Eronen, et al. Standards Track [Page 11] RFC 4072 Diameter EAP Application August 2005

 If a Multi-Round-Time-Out AVP [BASE] is present in a Diameter-EAP-
 Answer message that also contains an EAP-Payload AVP, that value is
 used to set the EAP retransmission timer for that EAP Request and
 that Request alone.

2.6. Fragmentation

 Using the EAP-Payload AVP, it is possible for the Diameter server to
 encapsulate an EAP packet that is larger than the MTU on the link
 between the NAS and the peer.  Since it is not possible for the
 Diameter server to use MTU discovery to ascertain the link MTU, a
 Framed-MTU AVP may be included in a Diameter-EAP-Request message in
 order to provide the Diameter server with this information.
 A Diameter server having received a Framed-MTU AVP in a
 Diameter-EAP-Request message MUST NOT send any subsequent packet in
 this EAP conversation containing EAP-Payload AVP whose length exceeds
 that specified by the Framed-MTU value, taking the link type
 (specified by the NAS-Port-Type AVP) into account.  For example, as
 noted in [RFC3580] Section 3.10, for a NAS-Port-Type value of IEEE
 802.11, the RADIUS server may send an EAP packet as large as
 Framed-MTU minus four (4) octets, taking into account the additional
 overhead for the IEEE 802.1X Version (1 octet), Type (1 octet) and
 Body Length (2 octets) fields.

2.7. Accounting

 When a user is authenticated using EAP, the NAS MAY include an
 Accounting-Auth-Method AVP [NASREQ] with value 5 (EAP) in
 Accounting-Request messages.  This document specifies one additional
 AVP for accounting messages.  One or more Accounting-EAP-Auth-Method
 AVPs (see Section 4.1.5) MAY be included in Accounting-Request
 messages to indicate the EAP method(s) used to authenticate the user.
 If the NAS has authenticated the user with a locally implemented EAP
 method, it knows the method used and SHOULD include it in an
 Accounting-EAP-Auth-Method AVP.
 If the authentication was done using Diameter-EAP-Request/Answer
 messages, the Diameter server SHOULD include one or more
 Accounting-EAP-Auth-Method AVPs in Diameter-EAP-Answer packets with a
 successful result code.  In this case, the NAS SHOULD include these
 AVPs in Accounting-Request messages.

Eronen, et al.
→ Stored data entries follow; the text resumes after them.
PR #897, opened 2020-08-30
Rename conflicting UIView shadowExtensions

### LINKED ISSUE #622: shadowOffset for UILabel is conflict with UILabel's property.
[v] I've read, understood, and done my best to follow the [Contributing guidelines](https://github.com/SwifterSwift/SwifterSwift/tree/master/CONTRIBUTING.md) before opening this issue.

### What did you do?
Set shadowOffset, shadowColor, shadowRadius inspectable value on UILabel.

### What did you expect to happen?
UILabel with proper shadow

### What happened instead?
`shadowOffset` is not applied, because UILabel has `shadowOffset` property.
So shadow is always above text, because `layer.shadowOffset` default value is (0, -3)
(Also UILabel has `shadowColor` property.)

### SwifterSwift Environment

- SwifterSwift version: 4.6.0
- Xcode version: 10
- macOS version running Xcode: 10.14.2
- Swift version: 4.2
- Platform(s) running SwifterSwift: iOS

LucianoPAlmeida:
Fixes #622 

* This may cause issues in users who use those properties in storyboard as `@IBInspectable`.

## Checklist

### DIFF
--- a/CHANGELOG.md
+++ b/CHANGELOG.md
@@ -3,7 +3,9 @@
 The changelog for **SwifterSwift**. Also see the [releases](https://github.com/SwifterSwift/SwifterSwift/releases) on GitHub.
 
 ## Upcoming Release
-
+### Breaking Change
+- **UIView**
+  - Rename `shadowColor`, `shadowOffset`, `shadowOpacity` and `shadowRadius` to `layerShadowColor`, `layerShadowOffset`, `layerShadowOpacity` and `layerShadowRadius` to avoid naming colisions with subclasses properties defined in other modules e.g. UIKit. [#897](https://github.com/SwifterSwift/SwifterSwift/pull/897) by [LucianoPAlmeida](https://github.com/LucianoPAlmeida)
 ### Added
 - **UIScrollView**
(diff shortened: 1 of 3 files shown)


LucianoPAlmeida:
cc @Jayxiang @multinerd

guykogus (commented):
Should we increment the major version here too?

LucianoPAlmeida:
> Should we increment the major version here too?

Not sure, since we are following up the swift versions the next one would be `5.3`, but anyways we should do that in the bump version/release PR

guykogus (approved):

Jayxiang:
Would it be better if renamed to `shadowColorOfLayer` or `shadowColorForLayer`, because it will be more clear on the Storyboard.
Storyboard

LucianoPAlmeida:
> Would it be better if renamed to `shadowColorOfLayer` or `shadowColorForLayer`, because it will be more clear on the Storyboard.

Hi @Jayxiang :)
Personally I prefer the original one as I think is less verbose on reading `view's layer shadow color`. But we can open a discussion since the release is not out yet.

Jayxiang:
Yes, I just found that it will not be displayed completely on the storyboard.
If we use `shadowColorOfLayer` or `shadowColorForLayer`, it can eliminate the ambiguity, and it will not be too difficult to distinguish on the storyboard. But it may be a bit verbose..
sb

PR #900, opened 2020-09-02
Fix imports for NSAttributedString extensions

guykogus:
🚀

## Checklist


LucianoPAlmeida (dismissed):

gurgeous:
This is an improvement. Minor quibble - `bolded` and `italicized` only work when you are using the system font, which is often not the case. For example, the last three apps that I've built all used custom fonts to avoid looking generic. Novice users who are new to attributed string will be particularly befuddled. Might be worth a disclaimer.

Sources/SwifterSwift/Foundation/NSAttributedStringExtensions.swift
```diff
@@ -14,10 +14,29 @@ import AppKit
...
+    #if !os(Linux)
     var bolded: NSAttributedString {
-        return applying(attributes: [.font: UIFont.boldSystemFont(ofSize: UIFont.systemFontSize)])
+        let pointSize: CGFloat
+        if !string.isEmpty,
+            let font = attribute(.font, at: 0, effectiveRange: nil) as? Font {
+            pointSize = font.pointSize
+        } else {
+            #if os(tvOS) || os(watchOS)
+            pointSize = Font.preferredFont(forTextStyle: .headline).pointSize
```
gurgeous, line 34: very minor, but should this be .body? same in `italicized`. It may not actually matter:

https://gist.github.com/zacwest/916d31da5d03405809c4#file-results-markdown

gurgeous (commented):
looks good!

Sources/SwifterSwift/Foundation/NSAttributedStringExtensions.swift
guykogus: This is the default in `tvOS`. In `watchOS` you can't really investigate, but it looks right.

Sources/SwifterSwift/Foundation/NSAttributedStringExtensions.swift
```diff
@@ -14,10 +14,29 @@ import AppKit
...
 public extension NSAttributedString {
-    #if os(iOS)
-    /// SwifterSwift: Bolded string.
+    #if canImport(UIKit)
+    private typealias Font = UIFont
+    #endif
+
+    #if canImport(AppKit) && !targetEnvironment(macCatalyst)
+    private typealias Font = NSFont
+    #endif
```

Standards Track [Page 12] RFC 4072 Diameter EAP Application August 2005

2.8. Usage Guidelines

2.8.1. User-Name AVP

 Unless the access device interprets the EAP-Response/Identity packet
 returned by the authenticating peer, it will not have access to the
 user's identity.  Furthermore, some EAP methods support identity
 protection where the user's real identity is not included in
 EAP-Response/Identity.  Therefore, the Diameter Server SHOULD return
 the user's identity by inserting a User-Name AVP to
 Diameter-EAP-Answer messages that have a Result-Code of
 DIAMETER_SUCCESS.  A separate billing identifier or pseudonym MAY be
 used for privacy reasons (see Section 8.5).  If the user's identity
 is not available to the NAS, the Session-Id AVP MAY be used for
 accounting and billing; however operationally this could be very
 difficult to manage.

2.8.2. Conflicting AVPs

 A Diameter-EAP-Answer message containing an EAP-Payload of type
 EAP-Success or EAP-Failure MUST NOT have the Result-Code AVP set to
 DIAMETER_MULTI_ROUND_AUTH.
 Some lower layers assume that the authorization decision is made by
 the EAP server, and thus the peer considers EAP Success as an
 indication that access was granted.  In this case, the Result-Code
 SHOULD match the contained EAP packet: a successful Result-Code for
 EAP-Success, and a failure Result-Code for EAP-Failure.  If the
 encapsulated EAP packet does not match the result implied by the
 Result-Code AVP, the combination is likely to cause confusion,
 because the NAS and peer will conclude the outcome of the
 authentication differently.  For example, if the NAS receives a
 failure Result-Code with an encapsulated EAP Success, it will not
 grant access to the peer.  However, on receiving the EAP Success, the
 peer will be led to believe that access was granted.
 This situation can be difficult to avoid when Diameter proxy agents
 make authorization decisions (that is, proxies can change the
 Result-Code AVP sent by the home server).  Because it is the
 responsibility of the Diameter server to avoid conflicts, the NAS
 MUST NOT "manufacture" EAP result packets in order to correct the
 contradictory messages that it receives.  This behavior, originally
 mandated within [IEEE-802.1X], is now deprecated.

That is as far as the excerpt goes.